Task to complete:
List each line of the data that holds the word "NotImplementedError".

Excerpted data section start

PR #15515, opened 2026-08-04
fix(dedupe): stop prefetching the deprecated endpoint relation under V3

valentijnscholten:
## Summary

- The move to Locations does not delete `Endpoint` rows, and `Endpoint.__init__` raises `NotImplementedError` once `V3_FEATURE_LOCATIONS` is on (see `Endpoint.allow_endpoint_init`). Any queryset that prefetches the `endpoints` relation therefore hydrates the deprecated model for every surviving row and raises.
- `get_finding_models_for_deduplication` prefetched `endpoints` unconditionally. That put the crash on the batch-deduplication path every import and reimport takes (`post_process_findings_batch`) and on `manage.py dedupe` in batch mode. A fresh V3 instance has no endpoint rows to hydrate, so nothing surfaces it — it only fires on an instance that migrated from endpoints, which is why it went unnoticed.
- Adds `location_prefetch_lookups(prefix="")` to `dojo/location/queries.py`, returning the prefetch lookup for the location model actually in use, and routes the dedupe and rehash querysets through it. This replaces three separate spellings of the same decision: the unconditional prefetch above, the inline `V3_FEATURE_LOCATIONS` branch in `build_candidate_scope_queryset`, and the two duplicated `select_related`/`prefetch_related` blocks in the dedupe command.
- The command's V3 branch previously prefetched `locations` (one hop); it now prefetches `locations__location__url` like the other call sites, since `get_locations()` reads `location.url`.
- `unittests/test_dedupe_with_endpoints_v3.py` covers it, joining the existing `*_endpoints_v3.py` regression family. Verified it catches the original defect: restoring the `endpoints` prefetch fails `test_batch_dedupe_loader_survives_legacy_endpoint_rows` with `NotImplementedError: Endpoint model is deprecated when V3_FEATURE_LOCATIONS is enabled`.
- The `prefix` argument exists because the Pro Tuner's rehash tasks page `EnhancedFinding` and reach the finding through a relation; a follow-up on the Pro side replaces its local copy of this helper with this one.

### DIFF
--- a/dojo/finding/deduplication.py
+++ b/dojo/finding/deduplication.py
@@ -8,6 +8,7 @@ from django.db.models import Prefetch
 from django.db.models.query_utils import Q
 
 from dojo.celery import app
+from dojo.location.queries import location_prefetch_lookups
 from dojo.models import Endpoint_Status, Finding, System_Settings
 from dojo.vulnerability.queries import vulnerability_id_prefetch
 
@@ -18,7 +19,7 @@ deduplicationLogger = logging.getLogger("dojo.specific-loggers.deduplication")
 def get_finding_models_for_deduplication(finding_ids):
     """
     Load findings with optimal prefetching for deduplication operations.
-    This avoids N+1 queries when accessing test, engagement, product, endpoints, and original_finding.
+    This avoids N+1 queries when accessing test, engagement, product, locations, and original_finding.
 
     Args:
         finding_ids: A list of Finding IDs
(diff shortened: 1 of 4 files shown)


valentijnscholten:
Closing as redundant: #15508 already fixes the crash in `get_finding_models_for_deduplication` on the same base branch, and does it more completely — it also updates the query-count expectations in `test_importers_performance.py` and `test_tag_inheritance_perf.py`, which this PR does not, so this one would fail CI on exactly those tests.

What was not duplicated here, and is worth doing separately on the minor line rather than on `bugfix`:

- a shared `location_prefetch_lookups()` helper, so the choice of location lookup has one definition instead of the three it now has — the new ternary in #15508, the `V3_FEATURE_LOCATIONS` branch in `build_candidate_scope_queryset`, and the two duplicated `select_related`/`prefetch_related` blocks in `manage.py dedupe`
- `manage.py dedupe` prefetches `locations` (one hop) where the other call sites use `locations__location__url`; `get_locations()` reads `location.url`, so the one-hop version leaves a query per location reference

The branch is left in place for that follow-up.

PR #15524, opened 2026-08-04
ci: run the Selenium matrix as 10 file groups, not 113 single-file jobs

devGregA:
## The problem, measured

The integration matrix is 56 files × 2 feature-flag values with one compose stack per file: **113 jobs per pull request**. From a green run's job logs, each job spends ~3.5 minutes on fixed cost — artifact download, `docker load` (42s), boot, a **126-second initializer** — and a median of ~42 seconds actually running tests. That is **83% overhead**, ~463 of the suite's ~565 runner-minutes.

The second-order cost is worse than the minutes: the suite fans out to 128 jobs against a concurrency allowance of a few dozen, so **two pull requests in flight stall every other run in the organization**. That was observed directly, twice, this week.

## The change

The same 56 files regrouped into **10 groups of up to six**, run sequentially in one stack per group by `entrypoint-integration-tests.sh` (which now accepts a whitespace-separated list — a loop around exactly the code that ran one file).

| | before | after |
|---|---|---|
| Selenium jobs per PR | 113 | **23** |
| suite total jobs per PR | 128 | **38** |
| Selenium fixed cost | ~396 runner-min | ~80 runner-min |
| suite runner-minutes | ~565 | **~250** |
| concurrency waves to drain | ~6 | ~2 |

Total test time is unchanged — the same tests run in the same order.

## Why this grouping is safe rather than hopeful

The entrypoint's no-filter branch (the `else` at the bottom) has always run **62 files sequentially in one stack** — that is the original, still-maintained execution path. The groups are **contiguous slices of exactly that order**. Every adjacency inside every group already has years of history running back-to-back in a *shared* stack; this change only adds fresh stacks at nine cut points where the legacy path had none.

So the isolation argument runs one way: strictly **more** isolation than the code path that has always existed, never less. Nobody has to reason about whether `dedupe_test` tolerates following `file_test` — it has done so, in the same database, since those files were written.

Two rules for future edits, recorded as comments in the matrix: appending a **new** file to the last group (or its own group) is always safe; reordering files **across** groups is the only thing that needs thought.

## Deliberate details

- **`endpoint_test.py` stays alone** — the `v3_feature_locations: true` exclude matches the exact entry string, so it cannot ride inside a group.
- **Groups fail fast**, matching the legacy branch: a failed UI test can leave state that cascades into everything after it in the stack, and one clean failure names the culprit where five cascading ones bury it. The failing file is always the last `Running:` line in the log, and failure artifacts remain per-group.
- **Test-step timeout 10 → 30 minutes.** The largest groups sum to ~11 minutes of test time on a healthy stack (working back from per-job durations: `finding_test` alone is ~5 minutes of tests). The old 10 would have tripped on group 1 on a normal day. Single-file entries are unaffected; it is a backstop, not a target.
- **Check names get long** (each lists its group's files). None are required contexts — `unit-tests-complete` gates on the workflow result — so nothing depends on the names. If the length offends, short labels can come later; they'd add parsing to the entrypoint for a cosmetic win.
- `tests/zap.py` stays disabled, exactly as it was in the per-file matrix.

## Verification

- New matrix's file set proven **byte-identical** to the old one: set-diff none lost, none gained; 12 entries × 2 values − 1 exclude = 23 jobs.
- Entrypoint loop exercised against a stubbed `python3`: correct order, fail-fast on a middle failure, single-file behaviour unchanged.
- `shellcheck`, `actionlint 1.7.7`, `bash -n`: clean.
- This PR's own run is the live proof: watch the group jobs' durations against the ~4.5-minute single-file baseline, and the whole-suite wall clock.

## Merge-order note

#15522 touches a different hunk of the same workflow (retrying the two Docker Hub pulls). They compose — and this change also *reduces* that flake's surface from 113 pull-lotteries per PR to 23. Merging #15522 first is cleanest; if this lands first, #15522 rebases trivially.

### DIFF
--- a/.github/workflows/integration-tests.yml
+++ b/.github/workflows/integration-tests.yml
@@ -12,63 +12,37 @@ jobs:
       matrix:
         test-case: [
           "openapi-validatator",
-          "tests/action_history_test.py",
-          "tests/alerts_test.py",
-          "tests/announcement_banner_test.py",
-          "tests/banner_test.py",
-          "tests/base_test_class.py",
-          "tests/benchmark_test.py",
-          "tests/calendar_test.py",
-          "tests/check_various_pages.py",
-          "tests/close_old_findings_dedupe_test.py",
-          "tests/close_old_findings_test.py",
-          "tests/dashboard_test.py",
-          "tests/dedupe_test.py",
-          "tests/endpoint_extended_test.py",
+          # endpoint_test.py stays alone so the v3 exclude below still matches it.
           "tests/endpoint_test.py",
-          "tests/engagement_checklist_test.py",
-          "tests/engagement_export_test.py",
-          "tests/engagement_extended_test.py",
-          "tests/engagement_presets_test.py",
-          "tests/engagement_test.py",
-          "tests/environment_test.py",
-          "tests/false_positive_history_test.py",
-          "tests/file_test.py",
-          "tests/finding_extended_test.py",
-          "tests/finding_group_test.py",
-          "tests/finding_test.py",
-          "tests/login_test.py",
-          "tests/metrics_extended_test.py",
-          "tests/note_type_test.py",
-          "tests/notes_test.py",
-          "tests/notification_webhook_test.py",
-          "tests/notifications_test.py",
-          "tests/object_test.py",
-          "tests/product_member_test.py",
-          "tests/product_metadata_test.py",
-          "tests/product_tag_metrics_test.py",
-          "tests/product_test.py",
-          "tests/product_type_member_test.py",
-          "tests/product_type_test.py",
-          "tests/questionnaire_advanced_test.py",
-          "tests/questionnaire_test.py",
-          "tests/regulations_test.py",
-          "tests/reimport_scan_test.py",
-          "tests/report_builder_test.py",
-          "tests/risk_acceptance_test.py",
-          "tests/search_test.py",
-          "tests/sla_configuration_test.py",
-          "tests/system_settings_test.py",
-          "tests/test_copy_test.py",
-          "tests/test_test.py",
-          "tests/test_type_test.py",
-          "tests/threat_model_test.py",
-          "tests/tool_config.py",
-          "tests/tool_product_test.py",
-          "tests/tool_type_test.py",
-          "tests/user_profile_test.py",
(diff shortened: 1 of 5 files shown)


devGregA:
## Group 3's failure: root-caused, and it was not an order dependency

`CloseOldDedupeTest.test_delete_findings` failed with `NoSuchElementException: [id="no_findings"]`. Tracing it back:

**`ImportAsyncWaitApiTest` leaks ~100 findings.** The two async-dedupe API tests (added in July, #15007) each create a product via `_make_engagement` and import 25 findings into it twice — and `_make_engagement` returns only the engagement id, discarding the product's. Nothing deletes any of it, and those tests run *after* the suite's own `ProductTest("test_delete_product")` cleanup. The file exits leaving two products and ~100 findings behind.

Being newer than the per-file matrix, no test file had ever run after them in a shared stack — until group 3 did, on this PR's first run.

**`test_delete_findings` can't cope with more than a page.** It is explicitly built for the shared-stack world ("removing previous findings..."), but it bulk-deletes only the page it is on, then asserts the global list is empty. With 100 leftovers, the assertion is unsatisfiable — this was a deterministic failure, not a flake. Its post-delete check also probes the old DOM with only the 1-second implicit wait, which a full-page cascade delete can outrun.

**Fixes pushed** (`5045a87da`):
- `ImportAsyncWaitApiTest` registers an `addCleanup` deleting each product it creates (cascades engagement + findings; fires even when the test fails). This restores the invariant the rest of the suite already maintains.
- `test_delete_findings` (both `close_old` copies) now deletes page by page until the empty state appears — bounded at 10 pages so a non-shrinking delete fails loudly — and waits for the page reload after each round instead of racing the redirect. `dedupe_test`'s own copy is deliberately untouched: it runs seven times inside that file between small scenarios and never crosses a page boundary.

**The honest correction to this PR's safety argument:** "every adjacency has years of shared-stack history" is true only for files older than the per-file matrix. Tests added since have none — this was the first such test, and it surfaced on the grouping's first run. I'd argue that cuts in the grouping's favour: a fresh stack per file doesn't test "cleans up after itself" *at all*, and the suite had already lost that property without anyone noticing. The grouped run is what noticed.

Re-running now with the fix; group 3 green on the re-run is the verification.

Excerpted data section end

The completed task:
- The move to Locations does not delete `Endpoint` rows, and `Endpoint.__init__` raises `NotImplementedError` once `V3_FEATURE_LOCATIONS` is on (see `Endpoint.allow_endpoint_init`). Any queryset that prefetches the `endpoints` relation therefore hydrates the deprecated model for every surviving row and raises.
- `unittests/test_dedupe_with_endpoints_v3.py` covers it, joining the existing `*_endpoints_v3.py` regression family. Verified it catches the original defect: restoring the `endpoints` prefetch fails `test_batch_dedupe_loader_survives_legacy_endpoint_rows` with `NotImplementedError: Endpoint model is deprecated when V3_FEATURE_LOCATIONS is enabled`.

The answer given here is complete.